A pulsar is Hercules X-1 as well. As their cores collapse, neutron stars known as pulsars begin to revolve more quickly and produce intense electromagnetic radiation beams from their poles. These powerful strobes are recorded as “pulses,” which IXPE and other telescopes can see throughout thousands of light-years of space.

An illustration of an accreting pulsar, or a type of powerful, rotating neutron star actively feeding off a companion star.
Credits: NASA

Ehlert pointed out that while scientists are well aware of the magnitude of a neutron star’s magnetic field, they are still mostly ignorant of its physical makeup, how and why it changes over time, and how it interacts with its donor star.

IXPE chief investigator at Marshall University Brian Ramsey declared, “That’s where IXPE truly shines.” “The effects we deduce from polarization operate on scales we could never expect to capture with traditional methods, making it difficult to directly observe them.
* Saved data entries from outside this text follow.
PR #1412, opened 2022-05-04
Save and resume project state on reload is working in this version!

coinzdude:
Some very initial code to add fallback support to doClick


coinzdude:
use rimraf for 'yarn clean'

coinzdude:
Added LF mode for VS Code project settings to better support Windows development collaboration

PR #2, opened 2015-06-16
Cleanup the font awesome assets.

damonkelley:
Removes all of the additional files provided by Font Awesome. Coda only requires the fonts and css files.


damonkelley:
ping @ldko @vphill

ldko:
:+1:

PR #12, opened 2015-07-01
Fix coda_mdstore Tests

### LINKED ISSUE #11: Fix existing coda_mdstore Tests
Fix the existing tests.

damonkelley:
Closes #11 

Most of the tests were failing because the views were unable to grab the `HTTP_HOST` header from the request object. That was resolved by adding that kwarg to all of the client HTTP calls.

### DIFF
--- a/coda/coda_mdstore/tests.py
+++ b/coda/coda_mdstore/tests.py
@@ -306,9 +306,3 @@ class APPNodeHTTPTest(CodaCase):
         response = self.c.delete('/APP/node/coda-123/', HTTP_HOST='example.com')
         self.assertEqual(response.status_code, 200)
 
-# class TestSitemap(TestCase):
-#     def sitemap(self):
-#         self.assertEqual(BaseSitemap.items, 400000)
-
-if __name__ == "__main__":
-    unittest.main()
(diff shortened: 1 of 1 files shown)


damonkelley:
ping @somexpert @ldko

coda/coda_mdstore/tests.py
```diff
@@ -1,14 +1,15 @@
-from coda_mdstore.models import Bag, Bag_Info, Node, External_Identifier
-from django.core.urlresolvers import resolve
-from coda_mdstore.views import prepare_graph_date_range
+import os
+import unittest
+
 from datetime import date, datetime
```
somexpert: Think the blank line needs to go after this import, rather than before.

somexpert:
Do we really need to do the `from coda_mdstore.views import *`?

damonkelley:
@somexpert, I merely reorganized the imports and removed anything that was not used. That change is more involved and will be completed when the tests under go heavier refactoring. 

The goal for this PR is just to get tests working.

somexpert:
Well in that case, I approve this PR :thumbsup:

ldko:
:+1:

PR #16, opened 2015-07-06
[RFC] Review DB Mocking

damonkelley:
Would you all take a look at `coda/coda_mdstore/tests/test_views.py` and let me know what you think about this approach.

https://github.com/unt-libraries/coda/pull/16/files#diff-86ad8b8225379ee56381d5b558d6ceb8

Basically, what I am doing here is sandboxing a way of mocking the models that interact with the database so that I can get a better *unit* test for the views.

A new PR will be opened for merging the reorganized tests into master.

### DIFF
--- a/coda/coda_mdstore/tests/test_urls.py
+++ b/coda/coda_mdstore/tests/test_urls.py
@@ -1,0 +1,81 @@
+from django.core.urlresolvers import resolve
+
+from .. import views
+
+
+def test_index():
+    assert resolve('/').func == views.index
+
+
+def test_all_bags():
+    assert resolve('/bag/').func == views.all_bags
+
+
+def test_app_bag_no_parameters():
+    assert resolve('/APP/bag/').func == views.app_bag
+
+
+def test_app_with_parameters():
+    assert resolve('/APP/bag/ark:/67531/coda2/').func == views.app_bag
+
+
+def test_bagHTML():
+    assert resolve('/bag/ark:/67531/coda2/').func == views.bagHTML
+
+
+def test_bagURLList():
+    assert resolve('/bag/ark:/67531/coda2.urls').func == views.bagURLList
+
+
+def test_stats():
+    assert resolve('/stats/').func == views.stats
+
+
+def test_json_stats():
+    assert resolve('/stats.json').func == views.json_stats
+
+
+def test_app_node():
+    assert resolve('/APP/node/').func == views.app_node
+
+
+def test_app_node_with_identifier():
+    assert resolve('/APP/node/coda-123/').func == views.app_node
+
+
+def test_showNodeStatus():
+    assert resolve('/node/').func == views.showNodeStatus
+
+
+def test_showNodeStatus_with_identifier():
+    assert resolve('/node/coda-123/').func == views.showNodeStatus
+
+
+def test_externalIdentifierSearch_with_identifier():
+    url = resolve('/extidentifier/test_value/')
+    assert url.func == views.externalIdentifierSearch
+
+
+def test_externalIdentifierSearch():
+    url = resolve('/extidentifier/')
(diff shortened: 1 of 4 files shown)


damonkelley:
ping @somexpert, @vphill, @ldko

damonkelley:
And here is the view that is being tested 
https://github.com/unt-libraries/coda/blob/reorganize-mdstore-tests/coda/coda_mdstore/views.py#L130-L158

somexpert:
Just my two cents: I like the idea of mocking the database hits, and I think there would be cases where it would be really useful, but I don't know that I would personally want to do that each time I was writing unit tests for my views. I'm just not sure that the focus you get with this approach will _in general_ be worth the time spent writing extra code to avoid hitting the database. I realize that unit tests are meant to test as little as possible, but on the other hand, duplication in test reach is not as much of a concern as it is in the actual production code. I think if the query is complicated, or if you're going to touch many individual entries, or if you have a whole lot of tests dealing with your views, then this would be a great way to do it. But if your tests are extremely simple and minimal in number, then I'm not sure I would choose this approach. Of course, this is just the opinion of someone who has not spent a great deal of time writing tests, and so I haven't come across very confusing messages where I was unable to pinpoint the source of the problem due to unit tests not being segregated enough. If I had, perhaps my opinion would be different.

damonkelley:
>I realize that unit tests are meant to test as little as possible, but on the other hand, duplication in test reach is not as much of a concern as it is in the actual production code.

@somexpert, note that the long function is just a fixture that is available to all of the other test methods, so in the example, we are only setting up the tests once.

damonkelley:
One of the reasons I am looking at this approach is because of the how _fat_ the views are. The actual setup for some of these views if we use the database could be much longer.

somexpert:
Hmmm, yeah, I didn't really take that into consideration. Yeah, that's very true, and in that case, yeah, mocking the DB hits would make the tests more focused and faster, and any errors would of course be easier to track down.

damonkelley:
>mocking the DB hits would make the tests more focused and faster,

oh boy, they are __so__ much faster

ldko:
So far, it looks fine to me.

damonkelley:
I guess what I wondering about is how easy it would be for someone else to jump into updating/adding tests in this manner.

Is the pay off worth, the (slightly) higher cost of entry?

ldko:
In that we have to mock parts of the database rather than put entries in a test database?

damonkelley:
yes, plus the manner in which they are setup (i.e. fixtures, monkeypatching)

damonkelley:
Also, I would also like to add a few _functional_ tests at some point that would test with a real db

ldko:
I think in general it is normal for us to need to mock and patch when we are writing unit tests. I don't see monkeypatching and marking things with pytest.fixture as particularly more work than what we do for other test writing.

somexpert:
It's very likely that I'm just not a fan of mocking and patching because I haven't used them enough.

ldko:
@damonkelley  if you are ever writing any code (including these tests) where you feel like it is getting to the point of not being easily understood/worked on by others, than you should probably go with that feeling.

damonkelley:
@ldko, I think that is the answer I am trying to get by opening this PR. If you or @somexpert were to pick up the tests, would you understand what is going on? (Of course would be added to make sense of some of it)

somexpert:
Well, as for me, I can say that although the use of mocking and patching is unfamiliar, your code isn't complicated and looks like it would be easy enough to duplicate, at least within the same project.

ldko:
As far as what I see now, I think we understand it and could add tests similarly.

damonkelley:
ok cool.

Thanks for the input @somexpert @ldko. I am going to close this now. A complete PR for the `coda_mdstore` tests will follow in the next few days.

We are able to record the behavior of the invisible world because to IXPE.

By analyzing the polarization of X-ray photons, IXPE expands on the findings of NASA’s Chandra X-ray Observatory and other space observatories. All light wavelengths are made up of interrelated electric and magnetic fields, and polarization is a feature of light that reveals this. These fields combine to produce oscillation, or vibration, perpendicular to the direction of travel of the light. We refer to a light as being polarized when its electric fields oscillate in a single, consistent direction.
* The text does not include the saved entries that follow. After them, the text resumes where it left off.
Issue #4, opened 2015-07-01
coda_mdstore Tests


damonkelley:
Add tests for `coda_mdstore`.

PR #26, opened 2015-07-31
MDStore Tests for Utilities

damonkelley:
This provides tests for the following functions:

- `coda_mdstore.views.paginage_entries`
- `coda_mdstore.views.percent`
- `coda_mdstore.views.bagFullTextSearch`
- `coda_mdstore.presentation.bagSearch`
- `coda_mdstore.presentation.makeBagAtomFeed`
- `coda_mdstore.presentation.objectsToXML`
- `coda_mdstore.presentation.getValueByName`
- `coda_mdstore.presentation.getNodeByName`
- `coda_mdstore.presentation.nodeEntry`
- `coda_mdstore.presentation.updateNode`
- `coda_mdstore.presentation.createNode`
- `coda_mdstore.presentation.xmlToBagObject`
- `coda_mdstore.presentation.createBag`
- `coda_mdstore.presentation.updateBag`

This **does not** include tests for:
- `coda_mdstore.presentation.getFileList`
    - "Untestable"*
- `coda_mdstore.presenstation.getFileHandle`
    - "Untestable"*
- `coda_mdstore.presentation.getERC`
    - will be removed
- `coda_mdstore.presentation.getERCSupport`
    - will be removed
- `coda_mdstore.presentation.load_tag_buf`
    - will be removed
- `coda_mdstore.presentation.baginfoToXHTML`
    - will be removed

Issue: #4 

---
* Not that we couldn't actually write a test for this function, but, because the function is so complex, and setting up the test would just as, or more, complex, I am going to claim that it is "untestable"

### DIFF
--- a/coda/coda_mdstore/tests/test_utils.py
+++ b/coda/coda_mdstore/tests/test_utils.py
@@ -487,6 +487,9 @@ def bag_xml():
 @pytest.mark.django_db
 @pytest.mark.usefixture('bag_xml')
 class TestCreateBag:
+    """
+    Tests for coda_mdstore.presentation.createBag.
+    """
 
     @pytest.mark.xfail(reason='Exception in function will never be raised.')
     def test_raises_exception_when_xml_cannot_be_parsed(self):
@@ -515,6 +518,9 @@ class TestCreateBag:
 @pytest.mark.django_db
 @pytest.mark.usefixture('bag_xml')
 class TestUpdateBag:
+    """
+    Tests for coda_mdstore.presentation.updateBag.
+    """
     CODA_XML = '{http://digital2.library.unt.edu/coda/bagxml/}codaXML'
 
     def test_returns_bag(self, bag_xml, rf):
--- a/coda/coda_mdstore/tests/test_utils.py
+++ b/coda/coda_mdstore/tests/test_utils.py
@@ -153,3 +153,57 @@ class TestGetNodeByName:
         node = presentation.getNodeByName(person_xml, name)
         assert node.tag == name
         assert node.text == value
+
+
+class TestNodeEntry:
+    """
+    Tests for coda_mdstore.presentation.nodeEntry.
+    """
+
+    def test_xml_has_node_attributes(self):
+        node = factories.NodeFactory.build()
+        tree = presentation.nodeEntry(node)
+        xml_str = etree.tostring(tree)
+
+        xml_obj = objectify.fromstring(xml_str)
+        assert xml_obj.content.node.name == node.node_name
+        assert xml_obj.content.node.capacity == node.node_capacity
+        assert xml_obj.content.node.size == node.node_size
+        assert xml_obj.content.node.path == node.node_path
+        assert xml_obj.content.node.url == node.node_url
+        assert xml_obj.content.node.last_checked == str(node.last_checked)
+        assert xml_obj.content.node.countchildren() == 6
+
+    def test_xml_id(self):
+        node = factories.NodeFactory.build()
+        web_root = 'example.com'
+
+        tree = presentation.nodeEntry(node, web_root)
+        xml_str = etree.tostring(tree)
+        xml_obj = objectify.fromstring(xml_str)
+
+        assert web_root in xml_obj.id.text
+
+    def test_xml_title(self):
+        node = factories.NodeFactory.build()
+        tree = presentation.nodeEntry(node)
+        xml_str = etree.tostring(tree)
+
+        xml_obj = objectify.fromstring(xml_str)
+        assert xml_obj.title == node.node_name
+
+    def test_xml_has_author_name_element(self):
+        node = factories.NodeFactory.build()
+        tree = presentation.nodeEntry(node)
+        xml_str = etree.tostring(tree)
+
+        xml_obj = objectify.fromstring(xml_str)
+        assert hasattr(xml_obj.author, 'name')
+
+    def test_xml_has_author_uri_element(self):
+        node = factories.NodeFactory.build()
+        tree = presentation.nodeEntry(node)
+        xml_str = etree.tostring(tree)
+
+        xml_obj = objectify.fromstring(xml_str)
+        assert hasattr(xml_obj.author, 'uri')
--- a/coda/coda_mdstore/tests/test_utils.py
+++ b/coda/coda_mdstore/tests/test_utils.py
@@ -69,8 +69,7 @@ class TestMakeBagAtomFeed:
         assert feed.link.get('href') == _id
         assert feed.link.get('rel') == 'self'
 
-    @mock.patch('coda_mdstore.presentation.wrapAtom')
-    def test_without_bag_objects(self, wrapAtom):
+    def test_without_bag_objects(self):
         title = 'test title'
         _id = 'test-id'
         bag_list = []
@@ -78,9 +77,9 @@ class TestMakeBagAtomFeed:
         result = presentation.makeBagAtomFeed(bag_list, _id, title)
         feed = objectify.fromstring(etree.tostring(result))
 
-        assert wrapAtom.call_count == 0
         assert feed.id == _id
         assert feed.title == title
         assert feed.updated.text is None
         assert feed.link.get('href') == _id
         assert feed.link.get('rel') == 'self'
+        assert feed.countchildren() == 4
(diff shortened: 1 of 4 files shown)


damonkelley:
ping @somexpert @ldko

coda/coda_mdstore/tests/test_utils.py
```diff
@@ -1,14 +1,573 @@
...
+        assert feed.updated.text is None
+        assert feed.link.get('href') == _id
+        assert feed.link.get('rel') == 'self'
+        assert feed.countchildren() == 4
+
+
+@pytest.mark.django_db
+class TestObjectsToXML:
+    """
+    Test for coda_mdstore.presentation.objectsToXML.
```
ldko: "Tests for" to be consistent :

coda/coda_mdstore/tests/test_utils.py
```diff
@@ -1,14 +1,573 @@
...
+
+    def test_bag_attribute_conversion(self):
+        bag = factories.FullBagFactory.create()
+        xml = etree.tostring(presentation.objectsToXML(bag))
+        bag_xml = objectify.fromstring(xml)
+
+        assert bag_xml.name == bag.name
+        assert bag_xml.fileCount == bag.files
+        assert bag_xml.payloadSize == bag.size
+        assert bag_xml.payloadSize == bag.size
```
ldko: Duplicate assert. Maybe assert was meant to be for bagitVersion.

coda/coda_mdstore/tests/test_utils.py
```diff
@@ -1,14 +1,573 @@
...
+
+
+@pytest.mark.django_db
+class TestObjectsToXML:
+    """
+    Test for coda_mdstore.presentation.objectsToXML.
+    """
+
+    def test_bag_attribute_conversion(self):
+        bag = factories.FullBagFactory.create()
```
ldko: Since you set up the same way for both tests in this class, should it be broken out?

coda/coda_mdstore/tests/test_utils.py
```diff
@@ -1,14 +1,573 @@
...
+        ('name', 'John Doe'),
+        ('age', '34')
+    ])
+    def test_returns_node(self, name, value, person_xml):
+        node = presentation.getNodeByName(person_xml, name)
+        assert node.tag == name
+        assert node.text == value
+
+
+class TestNodeEntry:
```
ldko: Lots of duplicate set up that could be moved out to a setup class.

coda/coda_mdstore/tests/test_utils.py
damonkelley: I like having them separate because they test different things, event though the setup is the same. Ideally, these would be tests for different two different functions, but ATM that is not the case.

coda/coda_mdstore/tests/test_utils.py
```diff
@@ -1,14 +1,572 @@
...
+        assert bag.files == str(bag_xml.fileCount)
+        assert error is None
+
+    def test_payloadSize_not_set(self, bag_xml):
+        del bag_xml.payloadSize
+        bag, bag_infos, error = presentation.xmlToBagObject(bag_xml)
+
+        assert bag is None
+        assert bag_infos is None
+        assert "Unable to set 'size' attribute" in error
```
somexpert: Why does the style of this assertion differ from those in `test_fileCount_not_set` and `test_name_not_set`?

damonkelley: So unlike the section that report an error under a certain scenario, when the `payloadSize` is retrieved, if an error is caught, that error message is appended to the `error` return variable. 

Here is the [line](https://github.com/unt-libraries/coda/blob/master/coda/coda_mdstore/presentation.py#L219)

Since we don't care about the exceptions message, I chose to only test that the first part of the message is present.

somexpert: Ah, ok, that makes sense.

coda/coda_mdstore/tests/test_utils.py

IXPE is a brand-new, innovative collection of metrics that allow us to better comprehend a complicated system than ever before, according to Ramsey.
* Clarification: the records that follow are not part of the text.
PR #28, opened 2015-08-04
Tests for the mdstore feed pagination.

damonkelley:
Issue: #4

### DIFF
--- a/coda/coda_mdstore/tests/test_feeds.py
+++ b/coda/coda_mdstore/tests/test_feeds.py
@@ -1,0 +1,54 @@
+from lxml import objectify
+import pytest
+
+from django.core.paginator import EmptyPage
+
+from .. import factories
+
+
+@pytest.mark.django_db
+class TestAtomSiteNewsFeed:
+
+    def test_num_entries_per_page(self, client):
+        factories.BagFactory.create_batch(30)
+        response = client.get('/feed/')
+
+        feed = objectify.fromstring(response.content)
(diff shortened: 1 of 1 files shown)


damonkelley:
ping @ldko @somexpert

coda/coda_mdstore/tests/test_feeds.py
```diff
@@ -0,0 +1,54 @@
...
+        assert feed.link[-1].get('rel') == 'last'
+
+    def test_has_previous_related_link(self, client):
+        factories.BagFactory.create_batch(30)
+        response = client.get('/feed/', {'p': 2})
+
+        feed = objectify.fromstring(response.content)
+
+        assert feed.link[-1].get('rel') == 'previous'
+        assert '?p=1' in feed.link[-1].get('href')
```
somexpert: This is extremely minor, but can we swap these two lines to match up with the previous tests?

But new queries arise as we gain more insight. IXPE’s examination of Hercules X-1 produced some unexpected results, which are described in the new study. Based on scientific modeling, scientists had predicted that X-rays would be polarized to a degree of 60% to 80%, however the results revealed just 8.6% percent polarization during the course of the pulsar’s spin cycle.

IXPE study on accreting neutron stars is led by Juri Poutanen of the University of Turku in Finland. “Such a big divergence suggests that our views about how X-rays are created in Hercules X-1, and probably other pulsars, will need to be substantially updated,” he added.

Despite the two stars circle one another every 1.7 days, the system has previously displayed consistent brightness changes with a period of 35 days. Such variation may be a sign of precession, a continuous process of gradual changes to a celestial body’s orbital or rotational characteristics. Precession is referred to in astrophysics. In other words, the spinning accretion disk can be bent or wobbly.

However, it was mentioned that the pulsar itself may possibly be precessing, and IXPE measurements do in fact imply that this may be the case. stated the paper’s primary author, Victor Doroshenko of the University of Tuebingen in Germany. Additional observations will be necessary to determine what is driving the observed fluctuation and if it is related to the low polarization of X-ray emissions. To determine if the low polarization detected at Hercules X-1 is common or unique, scientists will keep observing this neutron star and others.

The opportunity to learn more about how neutron stars and black holes emit such high-energy particles, which is one of the main issues IXPE can help us solve, is what fascinates Ehlert the most, he added. Even in the harsh environs of space, that is not a simple task.

IXPE, a mission in NASA’s Small Explorer mission series, was launched in December 2021 from NASA’s Kennedy Space Center in Florida on a Falcon 9 rocket. It now circles 595 kilometers, or about 370 miles, above the equator of the planet. The project is a collaboration between the Italian Space Agency and NASA, comprising partners and scientific collaborators from 13 other nations. Spacecraft operations are overseen by Ball Aerospace, which has its headquarters in Broomfield, Colorado.